*Exercise prompt:*
Give back the lines of the records exactly, starting at the first and ending at the one with "MikeNeilson, line 377: Remind".

*Dataset entries:*
PR #538, opened 2024-02-10
binary time series

rma-rripken:


cwms-data-api/src/main/java/cwms/cda/ApiServlet.java
```diff
@@ -373,6 +374,8 @@ protected void configureRoutes() {
         get(recentPath, tsController::getRecent);
         addCacheControl(recentPath, 5, TimeUnit.MINUTES);
 
+        cdaCrudCache("/timeseries/binary/{timeseries}",
```
MikeNeilson, line 377: Remind me if this has already been discuss but just looking at this would it make more sense to do:

`/timeseries/{timeseries}/binary`, and then the same with text, and while the default is "numeric" just adding an, alias for lack for better term, endpoint for numeric?

cwms-data-api/src/test/java/cwms/cda/data/dao/binarytimeseries/TimeSeriesBinaryDaoTest.java
```diff
@@ -0,0 +1,113 @@
+package cwms.cda.data.dao.binarytimeseries;
+
+
+import static cwms.cda.data.dao.DaoTest.getConnection;
```
MikeNeilson: Aren't we trying to move away from this. Needs the CDASEtup... extendswith anyways to make sure it's actually started and you can pull the cwms database testcontainer instance out of that.

MikeNeilson (commented):
Definitely looks like it's all coming together.

cwms-data-api/src/test/java/cwms/cda/data/dao/binarytimeseries/TimeSeriesBinaryDaoTest.java
rma-rripken: Oops.  I didn't mean to submit that.

cwms-data-api/src/main/java/cwms/cda/data/dto/binarytimeseries/BinaryTimeSeriesRow.java
```diff
@@ -0,0 +1,193 @@
...
+@JsonNaming(PropertyNamingStrategies.KebabCaseStrategy.class)
+public class BinaryTimeSeriesRow {
+    private final Date dateTime;
+    private final Date versionDate;
+    private final Date dataEntryDate;
+    private final String binaryId;
+    private final Long attribute;
+    private final String mediaType;
+    private final String fileExtension;
+    private final byte[] binaryValue;
```
adamkorynta, line 22: Not entirely sure why, but my codegen returns this as a `List<byte[]>`. I don't know what we can do about that

rma-rripken: curious.  Is all the data in the first list item?  It doesn't spread it out or duplicate it

adamkorynta: It won't deserialize because the actual returned JSON only has the byte array. I've just hand-edited the codegenned file as a workaround.

adamkorynta: the schema comes out like:
```
        binary-value:
          type: array
          items:
            type: string
            format: byte
```
Which is what I'd expect

cwms-data-api/src/main/java/cwms/cda/api/BinaryTimeSeriesController.java
```diff
@@ -0,0 +1,344 @@
...
+                    beginZdt == null? null: beginZdt.toInstant(),
+                    endZdt== null? null: endZdt.toInstant(),
+                    versionZdt==null? null: versionZdt.toInstant(),
+                    maxVersion,
+                    retrieveBinary,
+                    minAttr, maxAttr);
+
+            ctx.contentType(contentType.toString());
+
+            String result = Formats.format(contentType, binaryTimeSeries);
```
adamkorynta, line 159: I don't see the corresponding add to JsonV2's format service

rma-rripken: yeah. Its probably missing and needs to be added.

cwms-data-api/src/main/java/cwms/cda/data/dao/binarytimeseries/TimeSeriesBinaryDao.java
```diff
@@ -0,0 +1,323 @@
...
+                versionInstant == null ? null : versionInstant.toInstant(),
+                maxVersion, minAttribute, maxAttribute);
+    }
+
+    private void delete(String officeId, String tsId, String binaryTypeMask,
+                       Instant startTime, Instant endTime, Instant versionInstant, boolean maxVersion,
+                       Long minAttribute, Long maxAttribute) {
+        TimeZone timeZone = OracleTypeMap.GMT_TIME_ZONE;
+
+        CWMS_TEXT_PACKAGE.call_DELETE_TS_BINARY(
```
adamkorynta: Needs a set office id session variable call

cwms-data-api/src/main/java/cwms/cda/ApiServlet.java
rma-rripken: I don't think we discussed it in depth.  Might be worth a revisit.  
Every other controller has the {id} part at the end of the path being registered.  Not saying that is ideal but it is consistent.

adamkorynta: I could then see wanting some fancy logic to check the Text/Binary parameter so that you don't need the trailing type. The trailing type would be required specifically for annotated versions. 

Kinda muddies up the API though.....

cwms-data-api/src/main/java/cwms/cda/api/BinaryTimeSeriesController.java
MikeNeilson: I should really get #509 merged in, but don't let that delay you; I'll rebase if needed.

cwms-data-api/src/main/java/cwms/cda/data/dao/JooqDao.java
```diff
@@ -120,8 +120,17 @@ private static Connection setClientInfo(Context ctx, Connection connection) {
         return connection;
     }
 
-    public static DSLContext getDslContext(Connection database, String officeId) {
-        DSLContext dsl = DSL.using(database, SQLDialect.ORACLE18C);
+    public static DSLContext getDslContext(Connection connection, String officeId) {
```
MikeNeilson, line 123: Good comment.

cwms-data-api/src/main/java/cwms/cda/ApiServlet.java
MikeNeilson: Fair. we can revisit later.

MikeNeilson (approved):

PR #543, opened 2024-02-14
add gradle run task to the "run" group

adamkorynta:
this prevents it from getting added to the "other" group and matches the gradle Application plugin


rma-rripken (approved):

MikeNeilson (approved):
build failure is from not including the recent tomcat.

PR #545, opened 2024-02-19
fix incorrect method call to get interval minutes for full tsid

adamkorynta:
the other method is for getting the minutes based on just the interval string


adamkorynta:
@devinrei here is the bug fix for the error you were seeing

rma-rripken (approved):

PR #551, opened 2024-02-23
Versioned ts

dreina-gei:
Adding support for versioned time series get endpoint


cwms-data-api/src/main/java/cwms/cda/api/Controllers.java
```diff
@@ -105,6 +105,8 @@ public final class Controllers {
     public static final String CATEGORY_ID = "category-id";
     public static final String EXAMPLE_DATE = "2021-06-10T13:00:00-0700[PST8PDT]";
     public static final String VERSION_DATE = "version-date";
+
+    public static final String VERSION_TYPE = "version-type";
```
adamkorynta: Wondering if "date-version-type" is better as to not confuse with other usages of the name "version" like the freeform strings in a time series id.

cwms-data-api/src/main/java/cwms/cda/api/TimeSeriesController.java
```diff
@@ -411,6 +378,24 @@ public void getAll(@NotNull Context ctx) {
...
+            String versionType = queryParamAsClass(ctx,
+                    new String[]{VERSION_TYPE, },
+                    String.class, VersionType.MAX_AGGREGATE.getValue(), metrics,
+                    name(TimeSeriesController.class.getName(), GET_ONE));
+
+            // Throw error if max aggregate version type is requested with a version date
+            // or single version version type is requested without a version date
+            if( (Objects.equals(versionType, "MAX_AGGREGATE") && !Objects.equals(versionDate, null))
+                || (Objects.equals(versionType, "SINGLE_VERSION") && Objects.equals(versionDate, null)) ) {
+                throw new IllegalArgumentException();
```
MikeNeilson: Needs explinatory text. Additionally the exception handling in ApiServlet.java, and make sure it's going to map properly to one of the error codes. For example this would be 400 BAD REQUEST ... and then why.

cwms-data-api/src/main/java/cwms/cda/api/TimeSeriesController.java
```diff
@@ -1,46 +1,7 @@
 package cwms.cda.api;
 
 import static com.codahale.metrics.MetricRegistry.name;
-
-import static cwms.cda.api.Controllers.ACCEPT;
```
MikeNeilson, line 5: Please review the checkstyle.xml file, given the number of elements it would be reasonable to add Controllers as an exception for `import <pkg>.*;` but otherwise we don't do that.

MikeNeilson (commented):
Looks like it's definitely getting there.

cwms-data-api/src/main/java/cwms/cda/data/dto/TimeSeries.java
```diff
@@ -118,19 +121,20 @@ public class TimeSeries extends CwmsDTOPaginated {
...
     }
 
-    public TimeSeries(String page, int pageSize, Integer total, String name, String officeId, ZonedDateTime begin, ZonedDateTime end, String units, Duration interval, VerticalDatumInfo info){
-        this(page, pageSize, total, name, officeId, begin, end, units, interval, info, null, null);
+    public TimeSeries(String page, int pageSize, Integer total, String name, String officeId, ZonedDateTime begin, ZonedDateTime end, String units, Duration interval, VerticalDatumInfo info, Timestamp versionDate){
+        this(page, pageSize, total, name, officeId, begin, end, versionDate, units, interval, info, null, null);
     }
 
-    public TimeSeries(String page, int pageSize, Integer total, String name, String officeId, ZonedDateTime begin, ZonedDateTime end, String units, Duration interval, VerticalDatumInfo info, Long intervalOffset, String timeZone) {
+    public TimeSeries(String page, int pageSize, Integer total, String name, String officeId, ZonedDateTime begin, ZonedDateTime end, Timestamp versionDate, String units, Duration interval, VerticalDatumInfo info, Long intervalOffset, String timeZone) {
```
rma-rripken: If begin and end are ZonedDateTime I'd keep versionDate as ZonedDateTime too.

cwms-data-api/src/main/java/cwms/cda/data/dto/TimeSeries.java
```diff
@@ -56,6 +56,9 @@ public class TimeSeries extends CwmsDTOPaginated {
     @Schema(description = "The units of the time series data",required = true)
     String units;
 
+    @Schema(description = "The version date of the time series trace")
+    Timestamp versionDate;
```
adamkorynta: The version type should also be included given `versionDate` is null for both non-versioned and aggregate use-cases.

cwms-data-api/src/main/java/cwms/cda/api/Controllers.java
dreina-gei: Done

cwms-data-api/src/main/java/cwms/cda/api/TimeSeriesController.java
dreina-gei: By explanatory text do you mean in the error message? I added a comment but I'm assuming you want a message that explains the relationship between versionDate and versionType

cwms-data-api/src/main/java/cwms/cda/data/dto/TimeSeries.java
dreina-gei: Done

cwms-data-api/src/main/java/cwms/cda/api/TimeSeriesController.java
dreina-gei: Done

cwms-data-api/src/main/java/cwms/cda/api/TimeSeriesController.java
MikeNeilson: Yes, the exception/response mapping system use the message for either the log or direct to user as appropriate to a given error so this should have something appropriate for the user to let them know what they did wrong.

cwms-data-api/build.gradle
```diff
@@ -222,6 +222,7 @@ task run(type: JavaExec) {
     dependsOn generateConfig
```
adamkorynta: Don't push changes to this file

cwms-data-api/src/main/java/cwms/cda/api/TimeSeriesController.java
adamkorynta: still have some `java.util` in there

cwms-data-api/src/main/java/cwms/cda/data/dao/LocationLevelsDaoImpl.java
```diff
@@ -641,7 +641,7 @@ private static TimeSeries buildTimeSeries(ILocationLevelRef levelRef, Interval i
         TimeSeries timeSeries = new TimeSeries(null, size, size, timeSeriesId,
                 officeId, firstValueTime, lastValueTime, levelUnits,
                 java.time.Duration.ofSeconds(interval.getSeconds()),
-                null, null, locationTimeZone.getId());
+                null, null, locationTimeZone.getId(), null, null);
```
adamkorynta: I'm not a fan of null enums. I think UNVERSOINED is appropriate here

cwms-data-api/src/main/java/cwms/cda/data/dao/TimeSeriesDaoImpl.java
```diff
@@ -214,11 +217,21 @@ protected TimeSeries getTimeseries(String page, int pageSize, String names, Stri
...
         // internal table from it so we can manipulate it further
         // This code assumes the database timezone is in UTC (per Oracle recommendation)
-        SQL retrieveSelectData = DSL.sql(
-            "table(cwms_20.cwms_ts.retrieve_ts_out_tab(?,?,cwms_20.cwms_util.to_timestamp(?),cwms_20.cwms_util.to_timestamp(?),"
-           +"'UTC',?,?,?,?,?,?,?,?) ) retrieveTs",
-            tsId,unit, beginTime.toInstant().toEpochMilli(), endTime.toInstant().toEpochMilli(),
-            null,null,null,null,null,null,null,officeId);
+        SQL retrieveSelectData = null;
+        // Query based on versionDate or query max aggregate
+        if(versionDate != null) {
```
adamkorynta, line 243: cwms_util.to_timestamp doesn't handle nulls so that's why you have this if/else?

cwms-data-api/src/main/java/cwms/cda/data/dao/TimeSeriesDaoImpl.java
```diff
@@ -301,7 +331,8 @@ protected TimeSeries getTimeseries(String page, int pageSize, String names, Stri
                             tsMetadata.getValue("interval", Long.class)),
                     verticalDatumInfo,
                     tsMetadata.getValue(AV_CWMS_TS_ID2.INTERVAL_UTC_OFFSET).longValue(),
-                    tsMetadata.getValue(tzName)
+                    tsMetadata.getValue(tzName),
+                    versionDate, dateVersionType
```
adamkorynta: Should AGGREGATE get replaced with UNVERSIONED here if the requested time series isn't versioned?

cwms-data-api/src/main/java/cwms/cda/data/dao/TimeSeriesDaoImpl.java
```diff
@@ -880,9 +912,13 @@ private void store(Connection connection, String officeId, String tsId, String u
                 qualityArray[i] = value.getQualityCode();
             }
         }
-
         tsDao.store(connection, officeId, tsId, units, timeArray, valueArray, qualityArray, count,
                 storeRule.getRule(), overrideProtection, versionDate, createAsLrts);
+
+        if(versionDate != null) {
+            CWMS_TS_PACKAGE.call_SET_TSID_VERSIONED(getDslContext(connection,officeId).configuration(),
```
adamkorynta: This call should be above the store, but we don't want to blow up if this throws an error that the tsid couldn't be found as we might be creating it

cwms-data-api/src/main/java/cwms/cda/data/dto/TimeSeries.java
```diff
@@ -252,12 +266,12 @@ else if(format.equals("xml")) {
...
         schema = @Schema(
             name = "TimeSeries.Record",
-            description = "A representation of a time-series record",
+            description = "A representation of a time-series record in the form [dateTime, value, qualityCode]",
             type="array"
         ),
         arraySchema = @Schema(
             type="array",
-            example = "[123,54.3,0]"
+            example = "[123, 54.3, 0]"
```
adamkorynta: Can you change the `123` timestamp to a timestamp within the last decade?

cwms-data-api/src/test/java/cwms/cda/api/DataApiTestIT.java
```diff
@@ -148,7 +148,7 @@ public static void register_users() throws Exception {
                         stmt.setString(3,user.getApikey());
                         stmt.execute();
                     } catch (SQLException ex) {
-                        throw new RuntimeException("Unable to register user",ex);
+                        //throw new RuntimeException("Unable to register user",ex);
```
adamkorynta: don't submit this change

adamkorynta (changes requested):

cwms-data-api/src/main/java/cwms/cda/data/dao/TimeSeriesDaoImpl.java
dreina-gei: Done

cwms-data-api/src/main/java/cwms/cda/api/TimeSeriesController.java
dreina-gei: Done

cwms-data-api/src/test/java/cwms/cda/api/DataApiTestIT.java
dreina-gei: Done

cwms-data-api/src/main/java/cwms/cda/data/dao/TimeSeriesDaoImpl.java
dreina-gei: It's for the versionDate.toInstant().toEpochMilli()

adamkorynta: you can use a null Long class instead. Having two different conditions makes that code harder to read and maintain. Also extract variables for each of the nulls for better readability.

.gitignore
```diff
@@ -9,4 +9,5 @@ gradle.properties
 .idea
 kdata
 pki/certs
-compose.env
\ No newline at end of file
+compose.env
+cwms-data-api/build.gradle
```
adamkorynta: This shouldn't be in the .gitignore

cwms-data-api/src/main/java/cwms/cda/data/dao/TimeSeriesDaoImpl.java
```diff
@@ -881,8 +914,18 @@ private void store(Connection connection, String officeId, String tsId, String u
             }
         }
 
+        if(versionDate != null) {
+            try {
+                CWMS_TS_PACKAGE.call_SET_TSID_VERSIONED(getDslContext(connection, officeId).configuration(),
+                        tsId, "T", officeId);
+            } catch(DataAccessException e) {
```
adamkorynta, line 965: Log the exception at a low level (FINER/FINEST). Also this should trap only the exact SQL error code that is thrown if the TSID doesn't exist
PR #554, opened 2024-02-27
add healthcheck to integration test tomcat startup

adamkorynta:
sometimes integration tests are executing faster than the war is deployed, resulting in a 404 exception

### DIFF
--- a/cwms-data-api/src/test/java/fixtures/CwmsDataApiSetupCallback.java
+++ b/cwms-data-api/src/test/java/fixtures/CwmsDataApiSetupCallback.java
@@ -26,6 +26,11 @@ import io.restassured.RestAssured;
 import io.restassured.config.JsonConfig;
 import io.restassured.path.json.config.JsonPathConfig;
 
+import javax.servlet.http.HttpServletResponse;
+
+import static io.restassured.RestAssured.given;
+import static org.hamcrest.Matchers.is;
+
 
 @SuppressWarnings("rawtypes")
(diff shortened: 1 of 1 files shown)


adamkorynta:
@devinrei

cwms-data-api/src/test/java/fixtures/CwmsDataApiSetupCallback.java
```diff
@@ -87,6 +89,30 @@ public void beforeAll(ExtensionContext context) throws Exception {
...
+    }
+
+    private static void healthCheck() throws InterruptedException {
+        int attempts = 0;
+        int maxAttempts = 15;
+        for (; attempts < maxAttempts; attempts++) {
+            try {
+                given()
+                .when()
+                    .get("/offices/")
```
MikeNeilson: if you put a specific office at the end of this, like `/offices/SPK` you can check for a 200 OK and the response should also be slightly faster.

MikeNeilson (changes requested):
Looks good. Just a minor suggest. (what I'm suggesting is actually my general goto to see if a given instance is behaving correctly as it requires a database connection.)

rma-rripken (dismissed):

cwms-data-api/src/test/java/fixtures/CwmsDataApiSetupCallback.java
adamkorynta: great point, updated

MikeNeilson (approved):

*Exercise solution:*
PR #538, opened 2024-02-10
binary time series

rma-rripken:


cwms-data-api/src/main/java/cwms/cda/ApiServlet.java
```diff
@@ -373,6 +374,8 @@ protected void configureRoutes() {
         get(recentPath, tsController::getRecent);
         addCacheControl(recentPath, 5, TimeUnit.MINUTES);
 
+        cdaCrudCache("/timeseries/binary/{timeseries}",
```
MikeNeilson, line 377: Remind me if this has already been discuss but just looking at this would it make more sense to do:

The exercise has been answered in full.